Supplied data
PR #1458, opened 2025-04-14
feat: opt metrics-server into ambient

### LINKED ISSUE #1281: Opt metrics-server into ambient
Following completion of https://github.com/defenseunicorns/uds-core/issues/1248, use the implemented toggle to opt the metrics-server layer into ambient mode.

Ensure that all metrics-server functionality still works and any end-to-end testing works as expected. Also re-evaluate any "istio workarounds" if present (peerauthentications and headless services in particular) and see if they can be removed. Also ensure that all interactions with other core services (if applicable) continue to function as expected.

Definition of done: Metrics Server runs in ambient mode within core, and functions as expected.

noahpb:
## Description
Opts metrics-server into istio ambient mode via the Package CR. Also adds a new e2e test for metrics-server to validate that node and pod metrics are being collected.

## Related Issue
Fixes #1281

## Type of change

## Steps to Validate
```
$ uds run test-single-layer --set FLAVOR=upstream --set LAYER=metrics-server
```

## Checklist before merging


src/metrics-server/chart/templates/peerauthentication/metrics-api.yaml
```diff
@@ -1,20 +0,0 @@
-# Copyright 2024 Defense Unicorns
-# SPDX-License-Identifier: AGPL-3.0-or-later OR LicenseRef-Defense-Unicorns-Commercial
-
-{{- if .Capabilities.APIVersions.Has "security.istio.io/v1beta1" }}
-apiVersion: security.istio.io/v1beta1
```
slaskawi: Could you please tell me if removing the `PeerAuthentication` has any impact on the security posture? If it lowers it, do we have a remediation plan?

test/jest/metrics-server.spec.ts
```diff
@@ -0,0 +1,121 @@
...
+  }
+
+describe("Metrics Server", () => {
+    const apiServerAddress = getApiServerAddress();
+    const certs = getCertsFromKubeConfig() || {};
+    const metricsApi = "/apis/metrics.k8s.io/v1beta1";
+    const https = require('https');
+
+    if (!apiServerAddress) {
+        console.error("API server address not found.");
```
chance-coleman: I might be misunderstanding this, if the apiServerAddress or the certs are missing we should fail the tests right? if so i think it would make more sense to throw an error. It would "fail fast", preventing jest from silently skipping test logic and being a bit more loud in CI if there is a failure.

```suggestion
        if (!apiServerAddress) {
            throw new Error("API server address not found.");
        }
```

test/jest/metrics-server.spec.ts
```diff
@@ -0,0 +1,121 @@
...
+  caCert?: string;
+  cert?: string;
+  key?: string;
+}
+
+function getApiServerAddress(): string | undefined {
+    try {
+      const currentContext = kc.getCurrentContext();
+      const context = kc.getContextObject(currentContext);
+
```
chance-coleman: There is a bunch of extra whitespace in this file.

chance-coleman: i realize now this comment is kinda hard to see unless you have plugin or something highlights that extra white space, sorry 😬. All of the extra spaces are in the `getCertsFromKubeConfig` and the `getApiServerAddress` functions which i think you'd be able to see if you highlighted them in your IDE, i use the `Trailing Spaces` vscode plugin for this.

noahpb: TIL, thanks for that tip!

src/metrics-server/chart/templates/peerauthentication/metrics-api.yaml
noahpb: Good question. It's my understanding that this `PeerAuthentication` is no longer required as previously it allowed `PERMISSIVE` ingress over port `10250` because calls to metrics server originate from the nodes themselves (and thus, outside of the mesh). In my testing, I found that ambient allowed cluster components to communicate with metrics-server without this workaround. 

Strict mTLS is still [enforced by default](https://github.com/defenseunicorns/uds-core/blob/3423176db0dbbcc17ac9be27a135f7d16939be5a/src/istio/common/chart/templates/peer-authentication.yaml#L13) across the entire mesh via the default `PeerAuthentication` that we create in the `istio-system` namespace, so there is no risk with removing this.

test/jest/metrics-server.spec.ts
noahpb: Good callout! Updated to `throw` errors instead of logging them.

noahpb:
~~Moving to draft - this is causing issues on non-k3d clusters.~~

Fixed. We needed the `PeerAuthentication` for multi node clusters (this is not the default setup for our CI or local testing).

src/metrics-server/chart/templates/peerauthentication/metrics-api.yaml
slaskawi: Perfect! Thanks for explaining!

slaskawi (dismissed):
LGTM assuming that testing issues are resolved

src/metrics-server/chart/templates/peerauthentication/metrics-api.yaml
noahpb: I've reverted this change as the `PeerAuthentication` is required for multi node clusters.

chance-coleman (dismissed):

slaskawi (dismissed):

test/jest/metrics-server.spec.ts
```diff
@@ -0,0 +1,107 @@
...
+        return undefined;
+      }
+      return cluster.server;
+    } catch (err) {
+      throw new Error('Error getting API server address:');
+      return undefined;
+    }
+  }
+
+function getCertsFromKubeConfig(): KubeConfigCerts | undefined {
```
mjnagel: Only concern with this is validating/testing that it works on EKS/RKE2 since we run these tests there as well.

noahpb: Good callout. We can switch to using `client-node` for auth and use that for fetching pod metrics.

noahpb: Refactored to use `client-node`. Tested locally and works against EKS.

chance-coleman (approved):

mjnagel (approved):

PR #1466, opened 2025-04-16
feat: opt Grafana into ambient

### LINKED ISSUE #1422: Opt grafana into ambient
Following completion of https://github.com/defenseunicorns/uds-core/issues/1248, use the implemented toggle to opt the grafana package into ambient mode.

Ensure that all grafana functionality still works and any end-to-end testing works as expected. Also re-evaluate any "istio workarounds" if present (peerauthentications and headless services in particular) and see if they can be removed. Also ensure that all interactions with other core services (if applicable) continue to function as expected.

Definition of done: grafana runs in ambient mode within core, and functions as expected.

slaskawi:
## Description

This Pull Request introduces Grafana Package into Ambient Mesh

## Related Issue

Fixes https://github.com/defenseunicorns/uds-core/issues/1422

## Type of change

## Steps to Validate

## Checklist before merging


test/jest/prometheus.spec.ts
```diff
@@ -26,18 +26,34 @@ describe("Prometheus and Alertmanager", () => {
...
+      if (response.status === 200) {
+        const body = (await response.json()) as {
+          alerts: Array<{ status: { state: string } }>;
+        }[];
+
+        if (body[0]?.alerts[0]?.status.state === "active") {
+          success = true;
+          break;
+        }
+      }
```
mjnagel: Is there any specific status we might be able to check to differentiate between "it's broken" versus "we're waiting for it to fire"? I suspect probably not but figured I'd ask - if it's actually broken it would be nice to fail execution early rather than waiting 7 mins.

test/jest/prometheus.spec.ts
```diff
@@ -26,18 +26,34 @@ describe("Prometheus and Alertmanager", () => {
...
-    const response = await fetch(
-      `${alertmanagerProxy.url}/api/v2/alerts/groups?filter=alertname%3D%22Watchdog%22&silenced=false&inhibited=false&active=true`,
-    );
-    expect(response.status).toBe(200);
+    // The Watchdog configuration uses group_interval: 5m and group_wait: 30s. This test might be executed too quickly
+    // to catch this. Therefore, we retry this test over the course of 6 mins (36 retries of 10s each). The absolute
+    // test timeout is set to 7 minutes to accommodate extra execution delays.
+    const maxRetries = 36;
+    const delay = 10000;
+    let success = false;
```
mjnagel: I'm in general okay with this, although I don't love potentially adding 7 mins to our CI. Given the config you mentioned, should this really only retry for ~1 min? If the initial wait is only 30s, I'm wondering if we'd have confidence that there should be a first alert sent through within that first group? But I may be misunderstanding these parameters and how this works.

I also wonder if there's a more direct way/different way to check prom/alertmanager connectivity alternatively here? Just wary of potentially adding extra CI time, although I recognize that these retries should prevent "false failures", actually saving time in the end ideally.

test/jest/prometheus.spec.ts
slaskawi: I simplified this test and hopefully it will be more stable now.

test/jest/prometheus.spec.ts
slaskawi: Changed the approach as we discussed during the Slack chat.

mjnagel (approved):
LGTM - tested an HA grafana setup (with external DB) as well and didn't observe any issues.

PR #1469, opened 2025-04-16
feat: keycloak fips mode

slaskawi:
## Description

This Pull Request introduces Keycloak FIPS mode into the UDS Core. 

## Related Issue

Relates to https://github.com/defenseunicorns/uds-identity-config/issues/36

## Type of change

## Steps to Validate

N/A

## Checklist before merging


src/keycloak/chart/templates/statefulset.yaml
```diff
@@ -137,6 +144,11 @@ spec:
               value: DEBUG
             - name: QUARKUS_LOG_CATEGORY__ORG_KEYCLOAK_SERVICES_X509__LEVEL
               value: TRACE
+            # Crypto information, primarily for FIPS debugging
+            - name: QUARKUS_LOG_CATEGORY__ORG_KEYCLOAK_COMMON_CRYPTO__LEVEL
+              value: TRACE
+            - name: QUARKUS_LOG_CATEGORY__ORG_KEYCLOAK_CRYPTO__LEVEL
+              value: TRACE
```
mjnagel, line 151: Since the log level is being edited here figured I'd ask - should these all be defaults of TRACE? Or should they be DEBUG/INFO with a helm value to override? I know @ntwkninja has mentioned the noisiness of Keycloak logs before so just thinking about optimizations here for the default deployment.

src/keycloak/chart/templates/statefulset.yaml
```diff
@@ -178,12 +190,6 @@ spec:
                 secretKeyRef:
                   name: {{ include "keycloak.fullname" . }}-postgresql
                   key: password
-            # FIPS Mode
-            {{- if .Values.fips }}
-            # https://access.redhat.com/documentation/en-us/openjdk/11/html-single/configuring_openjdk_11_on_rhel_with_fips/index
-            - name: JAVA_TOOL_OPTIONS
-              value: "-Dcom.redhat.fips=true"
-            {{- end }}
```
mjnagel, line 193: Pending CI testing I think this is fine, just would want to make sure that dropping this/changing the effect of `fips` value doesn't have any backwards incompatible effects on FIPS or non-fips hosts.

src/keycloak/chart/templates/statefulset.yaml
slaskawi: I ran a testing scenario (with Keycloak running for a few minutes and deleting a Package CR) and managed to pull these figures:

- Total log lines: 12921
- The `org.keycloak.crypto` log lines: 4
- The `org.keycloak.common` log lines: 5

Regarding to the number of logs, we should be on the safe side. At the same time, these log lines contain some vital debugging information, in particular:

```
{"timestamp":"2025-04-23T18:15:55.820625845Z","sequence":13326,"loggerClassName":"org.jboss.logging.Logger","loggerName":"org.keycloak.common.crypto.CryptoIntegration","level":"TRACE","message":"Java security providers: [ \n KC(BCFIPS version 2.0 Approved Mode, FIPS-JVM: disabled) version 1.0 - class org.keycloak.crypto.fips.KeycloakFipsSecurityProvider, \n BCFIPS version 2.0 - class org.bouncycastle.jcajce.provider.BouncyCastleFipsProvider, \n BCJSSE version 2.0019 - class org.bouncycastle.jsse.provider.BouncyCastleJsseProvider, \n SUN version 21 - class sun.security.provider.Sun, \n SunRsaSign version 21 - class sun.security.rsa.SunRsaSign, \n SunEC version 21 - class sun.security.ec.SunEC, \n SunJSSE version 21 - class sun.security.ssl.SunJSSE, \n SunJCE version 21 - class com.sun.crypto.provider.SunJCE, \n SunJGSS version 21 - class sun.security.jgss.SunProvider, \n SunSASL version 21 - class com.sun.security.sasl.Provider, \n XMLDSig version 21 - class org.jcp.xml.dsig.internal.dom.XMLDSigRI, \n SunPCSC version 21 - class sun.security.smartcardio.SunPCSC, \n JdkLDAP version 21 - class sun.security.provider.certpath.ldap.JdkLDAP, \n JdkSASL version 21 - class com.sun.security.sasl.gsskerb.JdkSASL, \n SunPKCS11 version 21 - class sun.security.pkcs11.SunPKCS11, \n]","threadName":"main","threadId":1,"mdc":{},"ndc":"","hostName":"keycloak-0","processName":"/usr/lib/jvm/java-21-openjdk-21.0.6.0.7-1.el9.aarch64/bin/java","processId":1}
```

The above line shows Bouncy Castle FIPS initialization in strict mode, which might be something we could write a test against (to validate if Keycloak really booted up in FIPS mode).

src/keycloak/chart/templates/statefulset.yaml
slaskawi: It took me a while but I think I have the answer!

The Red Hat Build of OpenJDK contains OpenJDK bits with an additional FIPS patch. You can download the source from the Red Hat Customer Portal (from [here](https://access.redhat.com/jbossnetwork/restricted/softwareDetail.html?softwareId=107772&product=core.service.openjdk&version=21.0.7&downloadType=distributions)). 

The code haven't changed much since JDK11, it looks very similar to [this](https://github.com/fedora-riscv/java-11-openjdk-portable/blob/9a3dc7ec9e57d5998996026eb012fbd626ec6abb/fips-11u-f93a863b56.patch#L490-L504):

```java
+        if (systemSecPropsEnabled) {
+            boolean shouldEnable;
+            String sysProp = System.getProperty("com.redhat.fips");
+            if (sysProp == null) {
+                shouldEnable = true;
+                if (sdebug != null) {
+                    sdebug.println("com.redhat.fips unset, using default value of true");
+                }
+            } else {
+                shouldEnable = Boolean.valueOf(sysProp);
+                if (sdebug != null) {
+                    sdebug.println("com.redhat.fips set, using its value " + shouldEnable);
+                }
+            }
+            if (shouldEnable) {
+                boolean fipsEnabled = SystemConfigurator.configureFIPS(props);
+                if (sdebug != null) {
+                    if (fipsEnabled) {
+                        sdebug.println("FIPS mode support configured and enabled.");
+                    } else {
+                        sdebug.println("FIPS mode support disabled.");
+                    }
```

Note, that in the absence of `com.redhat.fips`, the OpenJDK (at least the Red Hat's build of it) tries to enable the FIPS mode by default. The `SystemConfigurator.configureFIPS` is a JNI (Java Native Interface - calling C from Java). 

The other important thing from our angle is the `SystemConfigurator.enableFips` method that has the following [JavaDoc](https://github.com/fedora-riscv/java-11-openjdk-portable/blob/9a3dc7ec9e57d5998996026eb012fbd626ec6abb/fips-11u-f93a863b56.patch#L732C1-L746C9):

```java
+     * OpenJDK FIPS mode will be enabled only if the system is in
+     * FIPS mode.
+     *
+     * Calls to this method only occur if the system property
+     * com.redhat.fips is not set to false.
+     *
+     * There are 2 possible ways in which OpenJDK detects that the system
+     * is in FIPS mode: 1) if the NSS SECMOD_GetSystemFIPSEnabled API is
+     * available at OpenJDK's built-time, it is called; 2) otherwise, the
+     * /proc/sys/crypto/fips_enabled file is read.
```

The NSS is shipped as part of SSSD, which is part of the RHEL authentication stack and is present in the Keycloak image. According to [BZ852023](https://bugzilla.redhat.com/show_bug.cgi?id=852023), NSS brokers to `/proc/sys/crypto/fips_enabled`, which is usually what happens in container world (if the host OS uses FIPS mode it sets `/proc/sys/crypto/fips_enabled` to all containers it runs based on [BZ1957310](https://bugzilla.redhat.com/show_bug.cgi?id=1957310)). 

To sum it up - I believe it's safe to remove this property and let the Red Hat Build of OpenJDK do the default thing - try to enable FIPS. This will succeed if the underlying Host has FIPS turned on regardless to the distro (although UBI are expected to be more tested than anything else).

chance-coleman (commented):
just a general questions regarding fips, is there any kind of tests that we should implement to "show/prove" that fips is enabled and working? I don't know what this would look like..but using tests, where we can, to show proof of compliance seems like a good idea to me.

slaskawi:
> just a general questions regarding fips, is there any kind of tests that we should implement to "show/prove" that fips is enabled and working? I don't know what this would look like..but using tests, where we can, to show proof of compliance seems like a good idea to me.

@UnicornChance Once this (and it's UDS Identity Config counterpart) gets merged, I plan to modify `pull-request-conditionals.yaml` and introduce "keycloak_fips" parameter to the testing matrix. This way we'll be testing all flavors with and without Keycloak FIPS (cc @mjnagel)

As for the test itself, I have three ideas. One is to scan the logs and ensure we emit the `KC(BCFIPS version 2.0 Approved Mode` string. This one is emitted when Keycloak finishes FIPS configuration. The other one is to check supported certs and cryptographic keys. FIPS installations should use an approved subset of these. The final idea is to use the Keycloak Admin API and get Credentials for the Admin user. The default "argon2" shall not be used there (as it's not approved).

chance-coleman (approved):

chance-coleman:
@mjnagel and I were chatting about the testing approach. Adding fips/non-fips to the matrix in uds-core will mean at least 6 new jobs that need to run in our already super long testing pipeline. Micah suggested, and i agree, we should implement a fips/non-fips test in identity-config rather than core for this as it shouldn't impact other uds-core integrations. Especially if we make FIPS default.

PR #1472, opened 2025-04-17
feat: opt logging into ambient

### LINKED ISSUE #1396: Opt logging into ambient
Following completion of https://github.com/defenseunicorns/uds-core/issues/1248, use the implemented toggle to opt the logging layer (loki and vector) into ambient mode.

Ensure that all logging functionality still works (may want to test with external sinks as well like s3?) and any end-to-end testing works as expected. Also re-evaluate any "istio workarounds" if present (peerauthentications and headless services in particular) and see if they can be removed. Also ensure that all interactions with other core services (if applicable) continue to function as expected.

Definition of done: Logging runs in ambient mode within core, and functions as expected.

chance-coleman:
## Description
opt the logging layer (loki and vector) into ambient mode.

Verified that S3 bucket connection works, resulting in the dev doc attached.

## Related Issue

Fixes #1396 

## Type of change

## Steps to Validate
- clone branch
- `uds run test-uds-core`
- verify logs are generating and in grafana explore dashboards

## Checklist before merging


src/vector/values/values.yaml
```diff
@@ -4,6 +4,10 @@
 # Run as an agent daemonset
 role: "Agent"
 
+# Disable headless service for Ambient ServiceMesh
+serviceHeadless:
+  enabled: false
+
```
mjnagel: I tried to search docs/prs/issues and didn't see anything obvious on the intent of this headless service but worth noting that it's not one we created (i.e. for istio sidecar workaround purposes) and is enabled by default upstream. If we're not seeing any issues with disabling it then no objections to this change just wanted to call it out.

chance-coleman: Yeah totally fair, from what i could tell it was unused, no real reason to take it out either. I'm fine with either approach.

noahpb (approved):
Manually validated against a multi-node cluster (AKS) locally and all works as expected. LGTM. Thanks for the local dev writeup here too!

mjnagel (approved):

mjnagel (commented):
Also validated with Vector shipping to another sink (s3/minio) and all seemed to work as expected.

Try it
Among the records above, find the lines that contain "seems" and copy every one.

Solution to this problem
just a general questions regarding fips, is there any kind of tests that we should implement to "show/prove" that fips is enabled and working? I don't know what this would look like..but using tests, where we can, to show proof of compliance seems like a good idea to me.
> just a general questions regarding fips, is there any kind of tests that we should implement to "show/prove" that fips is enabled and working? I don't know what this would look like..but using tests, where we can, to show proof of compliance seems like a good idea to me.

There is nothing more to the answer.